Rimane poi un segno negativo nella raccolta netta delle banche sull’estero: significa che gli italiani trasferiscono fondi da quelle nazionali a quelle estere. Ed è ripreso il deflusso, che si era interrotto, di investitori esteri in titoli italiani, che vengono quindi rivenduti dagli stranieri.

Al contrario come componenti positive vi è il saldo di conto corrente e conto capitale, ovvero la bilancia commerciale positiva. Esportiamo più di quanto importiamo, questo contrasta le altre voci negative, ma non abbastanza da evitare il peggioramento del nostro saldo totale.

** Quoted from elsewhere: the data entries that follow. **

PR #591, opened 2026-05-12
fix(inkless): POD-1965 Use local log start in DisklessLeaderEndPoint

viktorsomogyi:
Fetching with FetchHandler returns the log_start_offset from the coordinator which is actually the diskless start offset. If we pass this on, then ReplicaManager will believe that log_start_offset is the first offset and therefore enforces retention.
Instead of this behavior we should use the local log start offset to properly respect the offset boundaries and retention.

### DIFF
--- a/core/src/main/scala/io/aiven/inkless/consolidation/DisklessLeaderEndPoint.scala
+++ b/core/src/main/scala/io/aiven/inkless/consolidation/DisklessLeaderEndPoint.scala
@@ -119,7 +119,9 @@ class DisklessLeaderEndPoint(
         case Right(partition) =>
           val logStartOffset = Try(partition.localLogOrException).toOption match {
             case Some(localLog) => localLog.logStartOffset
-            case None => UnifiedLog.UNKNOWN_OFFSET
+            case None => 
+                    logger.warn("Local log unavailable for topic-partition {}, returning unknown log start offset", tp.topicPartition)
+                    UnifiedLog.UNKNOWN_OFFSET
           }
           if (fetchResponseData.errorCode == Errors.NONE.code) {
             // in case of an inconsistency log an error, set an unknown offset and also return unknown server error
--- a/core/src/main/scala/io/aiven/inkless/consolidation/DisklessLeaderEndPoint.scala
+++ b/core/src/main/scala/io/aiven/inkless/consolidation/DisklessLeaderEndPoint.scala
@@ -124,7 +124,7 @@ class DisklessLeaderEndPoint(
           if (fetchResponseData.errorCode == Errors.NONE.code) {
             // in case of an inconsistency log an error, set an unknown offset and also return unknown server error
             if (logStartOffset > data.highWatermark) {
-              logger.error("Local log start offset ({}) is higher than high watermark ({}) for topic-partition {}",
+              logger.error("Local log start offset ({}) is higher than high watermark ({}) for topic-partition {}, this may indicate a transient inconsistency during migration",
                 logStartOffset, data.highWatermark, partition.topicPartition)
               fetchResponseData.setLogStartOffset(UnifiedLog.UNKNOWN_OFFSET)
               fetchResponseData.setErrorCode(Errors.UNKNOWN_SERVER_ERROR.code)
--- a/core/src/main/scala/io/aiven/inkless/consolidation/DisklessLeaderEndPoint.scala
+++ b/core/src/main/scala/io/aiven/inkless/consolidation/DisklessLeaderEndPoint.scala
@@ -20,6 +20,7 @@ package io.aiven.inkless.consolidation
 
 import io.aiven.inkless.consume.{FetchHandler, FetchOffsetHandler}
 import kafka.server.{KafkaConfig, ReplicaManager, ReplicaQuota}
+import kafka.utils.Logging
 import org.apache.kafka.common.Uuid
 import org.apache.kafka.common.errors.KafkaStorageException
 import org.apache.kafka.common.message.{FetchResponseData, OffsetForLeaderEpochRequestData}
@@ -35,12 +36,14 @@ import org.apache.kafka.server.network.BrokerEndPoint
 import org.apache.kafka.server.storage.log.{FetchIsolation, FetchParams}
 import org.apache.kafka.server.{LeaderEndPoint, PartitionFetchState, ReplicaFetch, ResultWithPartitions}
 import org.apache.kafka.storage.internals.log.OffsetResultHolder.FileRecordsOrError
+import org.apache.kafka.storage.internals.log.UnifiedLog
 
 import java.util
 import java.util.Optional
 import java.util.concurrent.CompletableFuture
 import scala.collection.mutable
 import scala.jdk.CollectionConverters._
+import scala.util.Try
 
 /**
  * Leader endpoint for consolidation fetching from Inkless (object storage) on this broker.
@@ -58,7 +61,7 @@ class DisklessLeaderEndPoint(
   quota: ReplicaQuota,
   metadataVersionSupplier: () => MetadataVersion,
   brokerEpochSupplier: () => Long
-) extends LeaderEndPoint {
+) extends LeaderEndPoint with Logging {
 
   private val replicaId = brokerConfig.brokerId
   private val maxWait = brokerConfig.replicaFetchWaitMaxMs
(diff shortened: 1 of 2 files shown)


core/src/test/scala/io/aiven/inkless/consolidation/DisklessLeaderEndPointTest.scala
```diff
@@ -113,6 +115,9 @@ class DisklessLeaderEndPointTest {
     val fetchHandler = mock(classOf[FetchHandler])
     val fetchOffsetHandler = mock(classOf[FetchOffsetHandler])
     val replicaManager = mock(classOf[ReplicaManager])
+    val partition = mock(classOf[Partition])
+    when(partition.logStartOffset).thenReturn(55L)
+    when(replicaManager.getPartitionOrError(topicPartition)).thenReturn(Right(partition))
```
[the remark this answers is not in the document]
viktorsomogyi: Applied the suggestion.

core/src/main/scala/io/aiven/inkless/consolidation/DisklessLeaderEndPoint.scala
```diff
@@ -96,14 +98,35 @@ class DisklessLeaderEndPoint(
...
+          fetchResponseData.setLogStartOffset(UnifiedLog.UNKNOWN_OFFSET)
+        case Right(partition) =>
+          if (fetchResponseData.errorCode == Errors.NONE.code) {
+            // in case of an inconsistency log an error and set an unknown offset
+            if (partition.logStartOffset > data.highWatermark) {
+              logger.error("Local log start offset ({}) is higher than high watermark ({}) for topic-partition {}",
+                partition.logStartOffset, data.highWatermark, partition.topicPartition)
+              fetchResponseData.setLogStartOffset(UnifiedLog.UNKNOWN_OFFSET)
+            } else {
+              fetchResponseData.setLogStartOffset(partition.logStartOffset)
```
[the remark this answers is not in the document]
viktorsomogyi: Applied the comment.

storage/inkless/src/main/resources/db/migration/V1__Create_tables.sql
```diff
@@ -48,7 +48,7 @@ CREATE TABLE logs (
     topic_id topic_id_t,
     partition partition_t,
     topic_name topic_name_t,
-    log_start_offset offset_t,
+    log_start_offset offset_t, -- start of the diskless offset space
```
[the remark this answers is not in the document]
viktorsomogyi: Applied the suggestion.

core/src/main/scala/io/aiven/inkless/consolidation/DisklessLeaderEndPoint.scala
```diff
@@ -96,14 +99,43 @@ class DisklessLeaderEndPoint(
...
+          // the error in the partition, but otherwise don't mask it.
+          if (fetchResponseData.errorCode == Errors.NONE.code) {
+            fetchResponseData.setErrorCode(error.code)
+          }
+          fetchResponseData.setLogStartOffset(UnifiedLog.UNKNOWN_OFFSET)
+        case Right(partition) =>
+          val logStartOffset = Try(partition.localLogOrException).toOption match {
+            case Some(localLog) => localLog.logStartOffset
+            case None => UnifiedLog.UNKNOWN_OFFSET
+          }
```
giuseppelillo, line 125: Do we alway expect to have the local log here? Even at the very first fetch where for example there only are 10 offsets only in diskless format?

core/src/main/scala/io/aiven/inkless/consolidation/DisklessLeaderEndPoint.scala
```diff
@@ -96,14 +99,43 @@ class DisklessLeaderEndPoint(
...
+            if (logStartOffset > data.highWatermark) {
+              logger.error("Local log start offset ({}) is higher than high watermark ({}) for topic-partition {}",
+                logStartOffset, data.highWatermark, partition.topicPartition)
+              fetchResponseData.setLogStartOffset(UnifiedLog.UNKNOWN_OFFSET)
+              fetchResponseData.setErrorCode(Errors.UNKNOWN_SERVER_ERROR.code)
+            } else {
+              fetchResponseData.setLogStartOffset(logStartOffset)
+            }
+          } else {
+            fetchResponseData.setLogStartOffset(data.logStartOffset)
```
giuseppelillo: Why is this needed?

viktorsomogyi: It's just there to expose the start offset of diskless to provide more info for the caller. Since this is on the error path, the log start won't be advanced. That said I have no preference here so I'm happy to set UNKNOWN_OFFSET if you think that's better.

core/src/main/scala/io/aiven/inkless/consolidation/DisklessLeaderEndPoint.scala
viktorsomogyi: Not necessarily and there are multiple reasons why the log can't exist (partition created but no log yet, the fetch arrived sooner or some kind of failure happened and logs aren't available).

core/src/main/scala/io/aiven/inkless/consolidation/DisklessLeaderEndPoint.scala
viktorsomogyi: So in this case since local logs had no exception but only diskless, it might make sense to return the diskless log start offset, although `UNKNOWN_OFFSET` would be the most conservative or local `logStartOffset` would also make sense.

giuseppelillo: I guess nothing is currently reading that offset if the error is not NONE, but I would prefer to play it safe here and still return `UNKNOWN_OFFSET` in this case.

core/src/main/scala/io/aiven/inkless/consolidation/DisklessLeaderEndPoint.scala
giuseppelillo: I'm wondering if there exist a case where the log is not available but we still want to return the log start offset from the diskless log. But given that consolidation only works with managed replicas the Partition should always exist, and in a regular case the UnifiedLog should exist too, but it should be empty, so I guess this is fine. WDYT?

viktorsomogyi: Yes, I think we won't need to return the log start offset of the diskless log. As you said, a partition should always exist in the normal case and if it doesn't then that means it's not running the normal case so we should return unknown offset.

core/src/main/scala/io/aiven/inkless/consolidation/DisklessLeaderEndPoint.scala
```diff
@@ -96,14 +99,43 @@ class DisklessLeaderEndPoint(
...
+          // of the unified log. If there is no error coming from diskless, then we can propagate
+          // the error in the partition, but otherwise don't mask it.
+          if (fetchResponseData.errorCode == Errors.NONE.code) {
+            fetchResponseData.setErrorCode(error.code)
+          }
+          fetchResponseData.setLogStartOffset(UnifiedLog.UNKNOWN_OFFSET)
+        case Right(partition) =>
+          val logStartOffset = Try(partition.localLogOrException).toOption match {
+            case Some(localLog) => localLog.logStartOffset
+            case None => UnifiedLog.UNKNOWN_OFFSET
```
jeqo: let's maybe have a log here if not too noisy? 
```suggestion
            case None => 
                    logger.warn("Local log unavailable for topic-partition {}, returning unknown log start offset", tp.topicPartition)
                    UnifiedLog.UNKNOWN_OFFSET
```

core/src/main/scala/io/aiven/inkless/consolidation/DisklessLeaderEndPoint.scala
```diff
@@ -96,14 +99,43 @@ class DisklessLeaderEndPoint(
...
+          }
+          if (fetchResponseData.errorCode == Errors.NONE.code) {
+            // in case of an inconsistency log an error, set an unknown offset and also return unknown server error
+            if (logStartOffset > data.highWatermark) {
+              logger.error("Local log start offset ({}) is higher than high watermark ({}) for topic-partition {}",
```
jeqo: let's maybe add a hit on when could this happen?
```suggestion
              logger.error("Local log start offset ({}) is higher than high watermark ({}) for topic-partition {}, this may indicate a transient inconsistency during migration",
```

jeqo (dismissed):
LGTM, just a couple of minor suggestions but your call if actually needed.

core/src/main/scala/io/aiven/inkless/consolidation/DisklessLeaderEndPoint.scala
viktorsomogyi: Sure, I think this doesn't hurt.

jeqo (approved):
LGTM. Leaving @giuseppelillo to complete its review

giuseppelillo (approved):

PR #596, opened 2026-05-13
feat(inkless): POD-2457 Allow transactional offset commits for Diskless sources

AnatolyPopov:
Permit TxnOffsetCommitRequest to reference Diskless topic-partitions as offset keys, enabling transactional offset commits for consumers reading from Diskless topics.


viktorsomogyi:
Do you have some broader context here? Why can we allow transactional offset commits?

ivanyu (approved):

ivanyu:
@viktorsomogyi it turns out it prevents diskless topics from participating in transactional offset commits, even if there were not writes to them. Particularly, Iceberg connector cannot work on a diskless topic as source (i.e. without writes).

fuga di capitaliQuindi è vero, essendoci una Banca Centrale Europea unica non possiamo parlare di una situazione di emergenza, questi squilibri contabili rimangono all’interno dell’area euro, che come tale è in equilibrio, e come tale non provocano, come accadeva un tempo, movimenti dei tassi di cambio o dei tassi di interesse. Un tempo questi ultimi sarebbero stati costretti a salire, peggiorando l’economia reale.

Italia poco attraente

Tuttavia la fuga di capitali è un segnale preoccupante della poca attrattività della nostra economia a confronto di quelle vicine. Se anche un imprenditore italiano che acquisisce liquidità vendendo i Btp non trova occasioni di reimpiego in fondi di investimento del proprio Paese o, meglio ancora, in attività di allargamento del proprio business in patria, come potrà trovarne uno straniero?